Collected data
▽

Issue #2381, opened 2021-10-06
Docker container fails to restart


Infinoid:
## Summary

The [`cyberark/conjur` docker container](https://hub.docker.com/r/cyberark/conjur/) does not restart gracefully.  It leaves a stale pidfile behind, and then refuses to start.

## Steps to Reproduce

1.  Follow the [quickstart setup instructions](https://www.conjur.org/get-started/quick-start/oss-environment/).
2.  Restart the server container: `docker restart conjur_server`

(Restarting the docker host machine is also sufficient to reproduce the problem.)

## Expected Results

Conjur server serves conjurs after the restart.

## Actual Results (including error logs, if applicable)

Server did not restart properly.  Clients get "connection refused" attempting to contact the server.

`docker logs conjur_server` contains an error message about how the PID file already exists.

This log contains output from both the first run and the second (failed) one:

```
authn-local is listening at /run/authn-local/.socket
=> Booting Puma
=> Rails 5.2.6 application starting in production 
=> Run `rails server -h` for more startup options
[19] Puma starting in cluster mode...
[19] * Puma version: 5.3.2 (ruby 2.5.8-p224) ("Sweetnighter")
[19] *  Min threads: 5
[19] *  Max threads: 5
[19] *  Environment: development
[19] *   Master PID: 19
[19] *      Workers: 2
[19] *     Restarts: (✔) hot (✖) phased
[19] * Preloading application
[19] * Listening on http://0.0.0.0:80
[19] Use Ctrl-C to stop
CONJ00038I OpenSSL FIPS mode set to true
Loaded configuration:
- trusted_proxies from defaults
- authenticators from defaults
[19] - Worker 0 (PID: 24) booted in 0.0s, phase: 0
Loaded configuration:
- trusted_proxies from defaults
- authenticators from defaults
[19] - Worker 1 (PID: 28) booted in 0.0s, phase: 0
error: SIGTERM
A server is already running. Check /opt/conjur-server/tmp/pids/server.pid.
=> Booting Puma
=> Rails 5.2.6 application starting in production 
=> Run `rails server -h` for more startup options
Exiting
authn-local is listening at /run/authn-local/.socket
```

Search the above for `server.pid`.

## Reproducible

I don't know if it's 100%, but it occurs at least 50% of the time for me.  Happens often for me, for the past year or more, whenever system updates on the docker host machine require a reboot.

## Version/Tag number

[...]

PR #2498, opened 2022-02-16
Remove the stale puma pidfile before starting the server process

ajay-vel:
#### Desired Outcome
- This changes ensures that the stale pidfile is removed before starting the conjur server process
This issue addresses https://github.com/cyberark/conjur/issues/2381

#### Implemented Changes
- A new method is added to conjur-cli to check if the stale puma pid file exists and deletes it if it exists.

#### Connected Issue/Story
- Issue https://github.com/cyberark/conjur/issues/2381

#### Definition of Done
- A new method checks if the stale pidfile exists and it is removed before the starting the conjur server. 

#### Changelog
- The CHANGELOG has been updated with the bug that was fixed.

#### Test coverage
- This PR includes two new unit tests to go with the code
  changes

#### Documentation
- This PR does not require updating any documentation

#### Behavior
-  No behavior was changed with this PR

#### Security
- There are no security aspects to these changes

### DIFF
--- a/CHANGELOG.md
+++ b/CHANGELOG.md
@@ -47,6 +47,9 @@ and this project adheres to [Semantic Versioning](http://semver.org/spec/v2.0.0.
 
 ### Fixed
 - IAM Authn bug fix - Take rexml gem to production configuration [#2493](https://github.com/cyberark/conjur/pull/2493)
+- Previously, a stale puma pid file would prevent the Conjur server from starting 
+  successfully. Conjur now removes a stale pid file at startup, if it exists.
+  [#2498](https://github.com/cyberark/conjur/pull/2498)
 
 ### Security
 - Updated nokogiri to 1.13.3 to resolve CVE-2022-23308 and CVE-2021-30560
--- a/bin/conjur-cli/commands/server.rb
+++ b/bin/conjur-cli/commands/server.rb
@@ -31,6 +31,9 @@ module Commands
       create_account
       load_bootstrap_policy
 
+      # Remove a stale puma PID file, if it exists
+      cleanup_pidfile
+
       # Start the Conjur API and service
       # processes
       fork_server_process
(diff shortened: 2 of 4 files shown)


bin/conjur-cli/commands/server.rb
```diff
@@ -85,6 +88,16 @@ def load_bootstrap_policy
       ) || exit(($CHILD_STATUS.exitstatus))
     end
 
+    def cleanup_pidfile
+      Process.fork do
```
doodlesbykumbi, line 92: Fly by comment... Could this not be achieved without forking the process ?

bin/conjur-cli/commands/server.rb
```diff
@@ -85,6 +88,16 @@ def load_bootstrap_policy
       ) || exit(($CHILD_STATUS.exitstatus))
     end
 
+    def cleanup_pidfile
```
micahlee, line 91: I would suggest adding a larger comment above the method describing why this is needed (the error observed), and why this solution fixes it.

bin/conjur-cli/commands/server.rb
```diff
@@ -85,6 +88,16 @@ def load_bootstrap_policy
...
+      Process.fork do
+        puts("Cleaning up the pidfile")
+
+        exec("
+          rm -f /opt/conjur-server/tmp/pids/server.pid 
+        ")
```
micahlee, line 97: I would suggest first checking if the stale PID file exists, and only print the message and delete it if it does. This will provide more information later if we're reviewing logs for a customer, for example.

We also don't need to exec to delete the file, we should do that just within ruby:

```ruby
pid_file_path = '/opt/conjur-server/tmp/pids/server.pid'
if File.exist?(pid_file_path)
  puts("Removing existing PID file: #{pid_file_path}")
  File.delete(pid_file_path)
end
```

micahlee (changes requested):

micahlee:
Hey @ajay-vel , another thing I just realized is that this PR description is not the standard template. Can you please use that instead?

There are some important questions there for both you and the reviewer to consider for each PR. For example, this change does need entry in the CHANGELOG.

Thanks!

```md
### Desired Outcome

### Implemented Changes

particular, consider:*

### Connected Issue/Story

### Definition of Done
merged.*

#### Changelog

  CHANGELOG update

#### Test coverage

  changes, or

#### Documentation

#### Behavior

#### Security

```

micahlee:
One other thing I remembered seeing the PR checklist again is that we should add tests for this change. They can probably go in the existing spec suite here: https://github.com/cyberark/conjur/blob/master/spec/conjurctl/server_spec.rb

We should verify the behavior:
- when the PID file does exist
- when the PID file does not exist

CHANGELOG.md
```diff
@@ -47,6 +47,7 @@ and this project adheres to [Semantic Versioning](http://semver.org/spec/v2.0.0.
 
 ### Fixed
 - IAM Authn bug fix - Take rexml gem to production configuration [#2493](https://github.com/cyberark/conjur/pull/2493)
+- Bug fix that removes stale puma pidfile[#2381](https://github.com/cyberark/conjur/issues/2381)
```
micahlee, line 50: Couple of things here:
- Ideally, a "fixed" changelog entry should contain both the problem and what was changed to fix it.
- A small formatting note, there should be space before the PR link.
- The link should be to the PR containing the change, rather than the issue.

This would come together as something like:
```markdown
- Previously, a stale puma pid file would prevent the Conjur server from starting 
  successfully. Conjur now removes a stale pid file at startup, if it exists.
  [#2498](https://github.com/cyberark/conjur/pull/2498)
```

micahlee (commented):
Hey @ajay-vel , thanks for updating the tests! One last comment on the changelog, and this should be good to go!

micahlee (approved):
LGTM, thanks for the effort getting this wrapped up!

PR #2501, opened 2022-02-24
Add Prometheus Metrics endpoint and client store

gl-johnson:
### Desired Outcome

Create the groundwork for Conjur Telemetry and metrics collection using Prometheus. For more details on this feature, see the [Solution Design.](https://github.com/cyberark/conjur/blob/metrics-solution-design/design/telemetry/metrics_solution_design.md#solution-design---conjur-metrics-telemetry)

### Implemented Changes
Added middleware (ConjurExporter) to expose a /metrics endpoint to be used by Prometheus, as well as initialization methods to create a client store for metric collection, and relevant unit tests.

### Connected Issue/Story

CyberArk internal issue link: [ONYX-16193](https://ca-il-jira.il.cyber-ark.com:8443/browse/ONYX-16193)

### Definition of Done

- [x] Create a Prometheus client store
- [x] Expose the Prometheus client store via the GET /metrics scrape target
- [x] Add test cases to ensure the scrape target works as expected

#### Changelog

  CHANGELOG update

#### Test coverage

  changes, or

#### Documentation

#### Behavior

#### Security

### DIFF
--- a/config/application.rb
+++ b/config/application.rb
@@ -24,6 +24,12 @@ require 'conjur_audit'
 # Must require because lib folder hasn't been loaded yet
 require './lib/conjur/conjur_config'
 
+# Require prometheus dependencies and metrics module
+# so that a clean data store can be initialized
+# This should be done dynamically depending on whether
+# metrics are enabled in the future
+require './lib/monitoring/prometheus'
+
 module Conjur
   class Application < Rails::Application
     # Settings in config/environments/* take precedence over those specified here.
@@ -74,5 +80,8 @@ module Conjur
     # We create this in application.rb instead of an initializer so that it's
     # guaranteed to be available for other initializers to use.
     config.conjur_config = Conjur::ConjurConfig.new
+
+    # Initialize metrics and clean existing data
+    Monitoring::Prometheus.setup
   end
 end
--- a/config/initializers/rack_middleware.rb
+++ b/config/initializers/rack_middleware.rb
@@ -27,6 +27,11 @@ Rails.application.configure do
   # to the start of the Rack middleware chain.
   config.middleware.insert_before(0, ::Rack::DefaultContentType)
 
+  # If using Prometheus telemetry, we want to ensure that the middleware
+  # which collects and exports metrics is loaded at the start of the 
+  # middleware chain to prevent any modifications to the incoming requests
+  config.middleware.insert_before(0, Monitoring::Middleware::PrometheusExporter, registry: Monitoring::Prometheus.registry, path: '/metrics')
+
   # Deleting the RemoteIp middleware means that `request.remote_ip` will
   # always be the same as `request.ip`. This ensure that the Conjur request log
   # (using `remote_ip`) and the audit log (using `ip`) will have the same value
--- a/Gemfile
+++ b/Gemfile
@@ -81,6 +81,8 @@ gem 'openid_connect'
 gem "anyway_config"
 gem 'i18n', '~> 1.8.11'
 
+gem 'prometheus-client'
+
 group :development, :test do
   gem 'aruba'
   gem 'ci_reporter_rspec'
--- a/Gemfile.lock
+++ b/Gemfile.lock
@@ -290,6 +290,7 @@ GEM
       ast (~> 2.4.1)
     pg (1.2.3)
     powerpack (0.1.3)
+    prometheus-client (3.0.0)
     pry (0.13.1)
       coderay (~> 1.1)
       method_source (~> 1.0)
@@ -505,6 +506,7 @@ DEPENDENCIES
   openid_connect
   parallel
   pg
+  prometheus-client
   pry-byebug
   pry-rails
   puma (~> 5.5, >= 5.6.2)
--- a/lib/monitoring/middleware/prometheus_exporter.rb
+++ b/lib/monitoring/middleware/prometheus_exporter.rb
@@ -1,0 +1,89 @@
+require 'prometheus/client'
+require 'prometheus/client/formats/text'
+
+module Monitoring
+  module Middleware
+    # Exporter is a Rack middleware that provides a sample implementation of a
+    # Prometheus HTTP exposition endpoint.
+    #
+    # By default it will export the state of the global registry and expose it
+    # under `/metrics`. Use the `:registry` and `:path` options to change the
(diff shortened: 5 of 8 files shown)


config.ru
```diff
@@ -3,4 +3,11 @@
 # This file is used by Rack-based servers to start the application.
 
 require ::File.expand_path('../config/environment', __FILE__)
+
+#require 'rack'
+require ::File.expand_path('../lib/monitoring/middleware/conjur_exporter.rb', __FILE__)
+
+#use Rack::Deflater
+use Monitoring::Middleware::ConjurExporter
```
doodlesbykumbi, line 11: Looks like we already have a dedicated place for applying middleware, see https://github.com/cyberark/conjur/blob/master/config/initializers/rack_middleware.rb#L24-L28. I think we would want to have similar code as we do for `::Rack::DefaultContentType` so that the exporter middleware runs before anything else.

lib/monitoring/metrics.rb
```diff
@@ -0,0 +1,51 @@
+require 'prometheus/client'
+require 'prometheus/client/data_stores/direct_file_store'
+
+module Monitoring
+  module Metrics
```
doodlesbykumbi, line 5: I think it might be good to name this Prometheus so that its clear what flavour of metrics you're getting.

lib/monitoring/middleware/conjur_exporter.rb
```diff
@@ -0,0 +1,93 @@
...
+        end
+
+        quality
+      end
+
+      def respond_with(format)
+        [
+          200,
+          { 'Content-Type' => format::CONTENT_TYPE },
+          [format.marshal(Monitoring::Metrics.registry)]
```
doodlesbykumbi, line 67: Thoughts about dependency injecting this via the constructor. I think it makes this easier to test and decouples it from the Metrics module. It looks like other parts of the code expect this to be passed in as an option

doodlesbykumbi (commented):
Left some comments

config.ru
gl-johnson: Good point - I imagine this is especially true if using middleware to collect metrics on incoming requests, in case something further down the middleware chain were to modify the request. Do you think the same precedence is needed for the exporter middleware?

lib/monitoring/middleware/conjur_exporter.rb
gl-johnson: Addressed in #[0417de0](https://github.com/cyberark/conjur/pull/2501/commits/0417de010938d472b8e2d16d4c142bb09e71928a)

gl-johnson:
@doodlesbykumbi Thanks for the feedback. Most/all of it should be addressed in [0417de0](https://github.com/cyberark/conjur/pull/2501/commits/0417de010938d472b8e2d16d4c142bb09e71928a), let me know anything doesn't look right

lib/monitoring/middleware/conjur_exporter.rb
```diff
@@ -0,0 +1,94 @@
...
+
+module Monitoring
+  module Middleware
+    # Exporter is a Rack middleware that provides a sample implementation of a
+    # Prometheus HTTP exposition endpoint.
+    #
+    # By default it will export the state of the global registry and expose it
+    # under `/metrics`. Use the `:registry` and `:path` options to change the
+    # defaults.
+    class ConjurExporter
```
doodlesbykumbi, line 12: Thinking we should rename this `PrometheusExporter` to more accurately capture what it represents

config/initializers/rack_middleware.rb
```diff
@@ -27,6 +27,11 @@
   # to the start of the Rack middleware chain.
   config.middleware.insert_before(0, ::Rack::DefaultContentType)
 
+  # If using Prometheus telemetry, we want to ensure that the middleware
+  # which collects and exports metrics is loaded near the start of the 
+  # middleware chain to prevent any modifications to the incoming requests
+  config.middleware.insert_before(1, Monitoring::Middleware::ConjurExporter)
```
doodlesbykumbi, line 33: Why 1, I would have thought 0 ? Are we relying on `::Rack::DefaultContentType` ? 

```suggestion
  config.middleware.insert_before(0, Monitoring::Middleware::ConjurExporter)
```

config/application.rb
```diff
@@ -74,5 +80,8 @@ class Application < Rails::Application
     # We create this in application.rb instead of an initializer so that it's
     # guaranteed to be available for other initializers to use.
     config.conjur_config = Conjur::ConjurConfig.new
+
+    # Initialize metrics and clean existing data
+    Monitoring::Prometheus.setup
```
doodlesbykumbi, line 85: ✅  Seems like a good location for this since right above it we get access to the config

lib/monitoring/middleware/conjur_exporter.rb
```diff
@@ -0,0 +1,94 @@
...
+      attr_reader :app, :path, :registry
+
+      FORMATS  = [::Prometheus::Client::Formats::Text].freeze
+      FALLBACK = ::Prometheus::Client::Formats::Text
+
+      def initialize(app, options = {})
+        @app = app
+        @path = options[:path] || '/metrics'
+        @port = options[:port]
```
doodlesbykumbi, line 21: We can probably remove anything related to the port option, it feels like an additional toggle that I don't think we'll be using at all.

lib/monitoring/middleware/conjur_exporter.rb
```diff
@@ -0,0 +1,94 @@
...
+        @registry = options[:registry] || Monitoring::Prometheus.registry
```
doodlesbykumbi, line 22: My thoughts are that it might be better for us to explicitly pass in these values via the constructor and not have defaults. For 2 reasons
1. Avoid the reader having to look at both the constructor and the call site to understand the options used. For the explicit case they just need to look at the call site
2. This might be a weaker reason, but... Avoid implicitly coupling default option values with the exporter definition. 

I realise this is subjective so it's your choice how to proceed.

doodlesbykumbi (commented):
Thanks for addressing those earlier comments @gl-johnson. Left some new comments

doodlesbykumbi (approved):
Thanks for addressing comments. LGTM!

PR #2506, opened 2022-03-02
Ofira block create user1

oburstein-hub:
### Desired Outcome

The direct outcome of this PR is to limit users creation to be allowed only under root if the environment variable CONJUR_USERS_IN_ROOT_POLICY_ONLY is true.
If the CONJUR_USERS_IN_ROOT_POLICY_ONLY is undefined user creation behaviour is allowed (does not change)

### Implemented Changes

Logics has beed added in types.rb under User verification - throwing exception when user creation fails

### Definition of Done

Validation fully implemented and testes

#### Test coverage

  changes, or

#### Documentation

#### Behavior

#### Security


app/models/loader/types.rb
```diff
@@ -201,6 +201,12 @@ class User < Record
 
       # Below is a sample method verifying policy data validity
       def verify
+        user_creation_allowed = ENV['CONJUR_ALLOW_USER_CREATION']
```
jvanderhoof, line 204: might want to change this to something like:

```suggestion
        user_creation_allowed = ENV.fetch('CONJUR_ALLOW_USER_CREATION', 'true').downcase
```
to allow variations of false below.

jvanderhoof (changes requested):
Looks good. Please add some positive and negative tests for the `verify` method we changed. The integration test is helpful, but requires policy load actions which are quiet slow (relative to functional tests).

app/models/loader/types.rb
oburstein-hub: done

spec/models/loader/types.rb
```diff
@@ -0,0 +1,37 @@
+require 'spec_helper'
+
+describe Loader::Types do
+  context "Check user creation verification" do
+    def new_user()
```
jvanderhoof, line 5: Typically this is done with a `let` block instead of a method:
```ruby
let(:new_user) {  Loader::Types::User.new(id: 'alice') }
```

spec/models/loader/types.rb
```diff
@@ -0,0 +1,37 @@
+require 'spec_helper'
+
+describe Loader::Types do
+  context "Check user creation verification" do
```
jvanderhoof, line 4: As we're unit testing, it can be helpful to define the method before the context:
```rb
describe Loader::Types do
  describe '.check_user_creation_allowed' do
    context 'when user creation is disabled' do
       ...
```
Also, context should clearly describe the state we're testing

spec/models/loader/types.rb
```diff
@@ -0,0 +1,37 @@
...
+      user = new_user()
+      status='success'
+      begin
+        user.check_user_creation_allowed(res_id: 'alice@my_sub_tree')
+      rescue Exceptions::InvalidPolicyObject => exc
+        status='failure'
+      ensure
+        ENV['CONJUR_ALLOW_USER_CREATION'] = 'true'
+      end
+      expect(status).to eq('failure')
```
jvanderhoof, line 20: We can simplify the above by mocking the environment variable:
```ruby
allow(ENV).to receive(:[]).with('CONJUR_ALLOW_USER_CREATION').and_return('false')
```
and checking for he exception:
```ruby
expect { new_user.check_user_creation_allowed(res_id: 'alice@my_sub_tree') }.to raise_error(Exceptions::InvalidPolicyObject)
```

jvanderhoof (changes requested):
Better Spec: https://www.betterspecs.org/ is a great guide to RSpec best practices.  There's quiet a bit of simplification and cleanup we can do to ensure the tests are easily readable by other engineers.

dev/docker-compose.yml
```diff
@@ -43,6 +43,7 @@ services:
       # TODO: Where should we be running rspec tests from, ideally?
       # See https://github.com/DatabaseCleaner/database_cleaner#safeguards
       DATABASE_CLEANER_ALLOW_REMOTE_DATABASE_URL: "true"
+      CONJUR_ALLOW_USER_CREATION: false
```
jvanderhoof, line 46: As this is primarily for SaaS, let's default this to `true` if at all.

spec/models/loader/types.rb
```diff
@@ -0,0 +1,37 @@
...
+    end
+    it "should allow user creation not under root" do
```
jvanderhoof, line 22: As we're testing the same method (`check_user_creation_allowed`), this should be a context.

spec/models/loader_orchestrate_spec.rb
```diff
@@ -127,4 +127,24 @@ def verify_data(path)
       end
     end
   end
+
+  context "with non-root user policy" do
+    let(:base_policy_path) { 'empty.yml' }
+    it "loads the minimal policy" do
+      expect(resource_policy).to be
+      verify_data 'base/empty.txt'
```
jvanderhoof, line 135: What's happening here with this check?  If I'm reading it correctly, let's get parentheses to improve readability:

```ruby
expect(resource_policy).to be verify_data('base/empty.txt')
```

spec/models/loader_orchestrate_spec.rb
```diff
@@ -127,4 +127,24 @@ def verify_data(path)
...
+      begin
+        ENV['CONJUR_ALLOW_USER_CREATION'] = 'false'
+        replace_policy_with 'non_root_user.yml'
+      rescue Exceptions::InvalidPolicyObject => exc
+        status='failure'
+      ensure
+        ENV['CONJUR_ALLOW_USER_CREATION'] = 'true'
+      end
+      expect(status).to eq('failure')
+    end
```
jvanderhoof, line 148: Same suggestion as above, let's mock the environment variable and check for the expected exception.

app/models/loader/types.rb
```diff
@@ -199,8 +199,18 @@ def create!
     class User < Record
       def_delegators :@policy_object, :public_keys, :account, :role_kind, :uidnumber, :restricted_to
 
+      def check_user_creation_allowed(res_id:)
+        user_creation_allowed = ENV.fetch('CONJUR_ALLOW_USER_CREATION', 'true').downcase
+        if user_creation_allowed == 'false' && res_id.include?('@')  # not under root
+          message = "User creation is disallowed - please address administator"
```
jvanderhoof, line 205: This reads a bit rough.  What about something like:
```
User creation through policy is disabled. 
```

spec/models/loader/types.rb
oburstein-hub: done

spec/models/loader/types.rb
oburstein-hub: done

spec/models/loader/types.rb
oburstein-hub: done

dev/docker-compose.yml
oburstein-hub: OK - I will remove it from here at all in order to keep the existing conjur-oss functionality

spec/models/loader/types.rb
oburstein-hub: done

spec/models/loader_orchestrate_spec.rb
oburstein-hub: removed this code block - it is not nessesary

spec/models/loader_orchestrate_spec.rb
oburstein-hub: removing all this test

app/models/loader/types.rb
oburstein-hub: done

app/models/loader/types.rb
```diff
@@ -199,8 +199,18 @@ def create!
     class User < Record
       def_delegators :@policy_object, :public_keys, :account, :role_kind, :uidnumber, :restricted_to
 
+      def check_user_creation_allowed(res_id:)
+        user_creation_allowed = ENV.fetch('CONJUR_ALLOW_USER_CREATION', 'true').downcase
+        if user_creation_allowed == 'false' && res_id.include?('@')  # not under root
```
jvanderhoof, line 204: Although not conventional, I really don't agree with the change to prevent users from being created outside of the `root` policy.  As this breaks existing functionality, if we're going to do this, we need to do it in a very visible way and with alignment from PO/PM. Customer need to be aware it could break their existing workflows.

I know that users need to be part of the root policy in order to work with Idaptive. If we also want to limit created users to the `root` policy, what do you think about extending our settings to prevent creation of users outside of the `root` policy?

app/models/loader/types.rb
```diff
@@ -199,8 +199,18 @@ def create!
     class User < Record
       def_delegators :@policy_object, :public_keys, :account, :role_kind, :uidnumber, :restricted_to
 
+      def check_user_creation_allowed(res_id:)
```
jvanderhoof, line 202: Abbreviations make code harder to read.  Mind changing `res_id` to `resource_id` (assuming that's what you're abbreviating)?

app/models/loader/types.rb
jvanderhoof: Upon re-reading this code, I realize I misread the intent of this block.  Instead of including the check for a user in a non-root policy, how about returning, something like:

```ruby
def check_user_creation_allowed(resource_id:)
  return if resource_id.include?('@')

  if ENV.fetch('CONJUR_ALLOW_USER_CREATION', 'true').downcase == 'false'
    raise Exceptions::InvalidPolicyObject.new(
      res_id,
      message: 'User creation through policy is disabled.'
    )
  end
end
```
Personally, it helps me to see where the exits are without needing to think through the `&&` portion of the `if` statement.  it also highlights that we need separate unit tests for the possible results of `check_user_creation_allowed`:

1. User is outside the root policy => do nothing
2. User is inside the root policy and `CONJUR_ALLOW_USER_CREATION` is not set => do nothing
3. User is inside the root policy and `CONJUR_ALLOW_USER_CREATION` is not set to `true` => do nothing
4. User is inside the root policy and `CONJUR_ALLOW_USER_CREATION` is not set to false => throw exception

spec/models/loader/types.rb
```diff
@@ -0,0 +1,22 @@
...
+describe Loader::Types do
+
+  let(:new_user) {  Loader::Types::User.new(id: 'alice') }
+
+  describe '.check_user_creation_allowed' do
+    context "Check user creation verification" do
+
+      it "should not allow user creation not under root" do
+        allow(ENV).to receive(:[]).with('CONJUR_ALLOW_USER_CREATION').and_return('false')
+        user = new_user()
```
jvanderhoof, line 12: looks like `user` is never being used.  We can remove it.

spec/models/loader/types.rb
```diff
@@ -0,0 +1,22 @@
+require 'spec_helper'
+
+describe Loader::Types do
+
+  let(:new_user) {  Loader::Types::User.new(id: 'alice') }
+
+  describe '.check_user_creation_allowed' do
+    context "Check user creation verification" do
+
+      it "should not allow user creation not under root" do
```
jvanderhoof, line 10: Even better, if we use a subject we can remove a lot of this with something like:
```ruby
  describe '.check_user_creation_allowed' do
    context 'when the user is loaded in the "my_sub_tree" policy' do
      subject { Loader::Types::User.new(id: 'alice@my_sub_tree').check_user_creation_allowed }

      it { is_expected.not_to raise_error(Exceptions::InvalidPolicyObject)}
    end
  
    context 'when the user is loaded into the "root" policy' do
      subject { Loader::Types::User.new(id: 'alice') }
      allow(ENV).to receive(:[]).with('CONJUR_ALLOW_USER_CREATION').and_return(setting)

      context "when the CONJUR_ALLOW_USER_CREATION environment variable is false" do
        let(:setting) { 'false' }
        
        it { is_expected.to raise_error(Exceptions::InvalidPolicyObject)}
      end

      context "when the CONJUR_ALLOW_USER_CREATION environment variable is true" do
        let(:setting) { 'true' }
        
        it { is_expected.to raise_error(Exceptions::InvalidPolicyObject)}
      end
      ...
    end
  end

```

jvanderhoof:
@oburstein-hub, this statement:
>> The direct outcome of this PR is to limit users creation to be allowed only under root if the environment variable CONJUR_ALLOW_USER_CREATION is false.

doesn't make any sense to me. The name `CONJUR_ALLOW_USER_CREATION` insinuates it changes the ability to allow users to be created. If we want to prevent users from being created outside the `root` policy, how about changing the name to something like `CONJUR_USERS_IN_ROOT_POLICY_ONLY`, or something along those lines.

jvanderhoof:
If you rebase your changes against the `master` branch, Jenkins should run these tests for you.

app/models/loader/types.rb
oburstein-hub: Hi Jason
The required behavior is different then you describe
It is:
1. User is inside the root policy => do nothing
2. User is outside the root policy and CONJUR_ALLOW_USER_CREATION is not set => do nothing
3. User is outside the root policy and CONJUR_ALLOW_USER_CREATION is not set to true => do nothing
4. User is outside the root policy and CONJUR_ALLOW_USER_CREATION is not set to false => throw exception

Yet - I can align my code to the format you suggested

oburstein-hub: Regarding the influence of this change on conjur-oss behaviour - there should not be any influence there (you thought it will be because your description of login did not mach the actual implementation

app/models/loader/types.rb
oburstein-hub: done

spec/models/loader/types.rb
oburstein-hub: fixed

spec/models/loader/types.rb
```diff
@@ -0,0 +1,22 @@
+require 'spec_helper'
+
+describe Loader::Types do
+
+  let(:new_user) {  Loader::Types::User.new(id: 'alice') }
+
+  describe '.check_user_creation_allowed' do
+    context "Check user creation verification" do
```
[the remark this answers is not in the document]
oburstein-hub: done

oburstein-hub:
Found a problem with your original suggestion regarding substitution of ENV['CONJUR_ALLOW_USER_CREATION'] by 
ENV.fetch('CONJUR_ALLOW_USER_CREATION', 'true').downcase.
It returns different values in unittest run:

Please, see the prints:
ENV.fetch('CONJUR_ALLOW_USER_CREATION', 'true').downcase = true
ENV['CONJUR_ALLOW_USER_CREATION'] = false

Should I return it to be ENV['CONJUR_ALLOW_USER_CREATION']  - as it is the only one that works ?

@jvanderhoof

spec/models/loader/types.rb
oburstein-hub: Getting error on above:
 `allow` is not available on an example group (e.g. a `describe` or `context` block). It is only available from within individual examples (e.g. `it` blocks) or from constructs that run in the scope of an example (e.g. `before`, `let`, etc).

oburstein-hub:
> CONJUR_USERS_IN_ROOT_POLICY_ONLY

changing

oburstein-hub:
> Just ran this locally playing around with some improvements to the tests and discovered:
> 
> ```ruby
> check_user_creation_allowed(resource_id: resourceid)
> ```
> 
> fails with the following:
> 
> ```shell
> Failure/Error: check_user_creation_allowed(resource_id: resourceid)
>      
>      NoMethodError:
>        undefined method `resourceid' for {:id=>"alice@my_sub_tree"}:Hash
> ```
> 
> Looks like the created user `Loader::Types::User.new(id: 'alice')` doesn't correctly extract the resource id. It may be that you need the account and types.

This is quite strange..
I ran this function both as part of unit test and in a conjur server run - and everything works OK ..

jvanderhoof (commented):
This PR needs to be rebased before the merge can occur, but the implementation looks solid.  Nice work!

jvanderhoof (dismissed):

△

> _About this task_:
Of the lines above, show those in which "message" appears.

> _Answer to the exercise_:
`docker logs conjur_server` contains an error message about how the PID file already exists.
micahlee, line 97: I would suggest first checking if the stale PID file exists, and only print the message and delete it if it does. This will provide more information later if we're reviewing logs for a customer, for example.
+          message = "User creation is disallowed - please address administator"
      message: 'User creation through policy is disabled.'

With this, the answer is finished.